### PROBLEM TO WORK ON:
Write out the data again in full, exactly as it reads.

### GIVEN DATA:
________________

PR #1470, opened 2024-03-27
Enable vectorized global loads for the reduction algorithms

julianmi:
Vectorization is performance critical on SIMD architectures. This patch enables vectorization by unrolling vector size wide loop iterations on both coalesced (commutative algorithms) and consecutive (non-commutative algorithms) loads. Coalesced loads will then load vectors of consecutive elements. This change improves the coalesced loads on Intel SIMD GPUs without decreasing the throughput on SIMT GPUs. Coalesced loads are therefore enabled on SPIR-V backends as well. `min_element` and `max_element` continue using consecutive loads on SPIR-V backends due to the performance penalty of the required index check when using coalesced global loads.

________________

### RESULT OF THE TASK:
PR #1470, opened 2024-03-27
Enable vectorized global loads for the reduction algorithms

julianmi:
Vectorization is performance critical on SIMD architectures. This patch enables vectorization by unrolling vector size wide loop iterations on both coalesced (commutative algorithms) and consecutive (non-commutative algorithms) loads. Coalesced loads will then load vectors of consecutive elements. This change improves the coalesced loads on Intel SIMD GPUs without decreasing the throughput on SIMT GPUs. Coalesced loads are therefore enabled on SPIR-V backends as well. `min_element` and `max_element` continue using consecutive loads on SPIR-V backends due to the performance penalty of the required index check when using coalesced global loads.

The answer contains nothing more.